Audio Commentary with Johnny Legend and Eric Caidin

The Cadaver is Infinity - Bob Cresse, Lee Frost and the Birth of American Mondo - Interview with Chris Poggiali

and a Trailer

Finally, Room 304 (2011) is a foreign sexual thriller that centers around a Copenhagen hotel where different stories intersect. Revenge. Sex. Murder. Meeting at these different hotel rooms, secrets are exposed and the cruel and dramatic nature makes for a depressing tale overall.

The film stars Mikael Birkkjaer, Stine Stengade, David Dencik, Luan Jaha, Ariadna Gil, and Lourdes Faberes to name a few. The film is directed by Birgitte Staermose and written by Kim Fupz Aakeson.

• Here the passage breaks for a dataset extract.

PR #3114, opened 2019-03-15
[src] Adding GPU/CUDA lattice batched decoder + binary

hugovbraun:
Adding the GPU lattice, batched, decoder. We're currently at 3500 XRTF end-to-end on V100, while generating full lattices, using this decoder and a TDNN acoustic model.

Presented in standard definition on DVD with an anamorphic widescreen aspect ratio of 1.85:1 and a lossy Dolby Digital German 2.0 Stereo mix, the film looks and sounds fine for the format. Subtitles are in English, German, and Danish depending on your territory. Compression issues aside (especially when comparing directly to HD), the film is nicely shot and cut and doesn't look terrible on the aging format. It has a kind of voyeuristic feel that almost makes you feel like you're a fly on the wall watching the story take place that I liked.

No extras with the exception of a trailer reel of other titles from Film Movement.

Room 304 is an interesting film with some good performances and interesting characters. While a bit too dramatic at times for my personal taste, it has plenty of twists and turns to keep it engaging.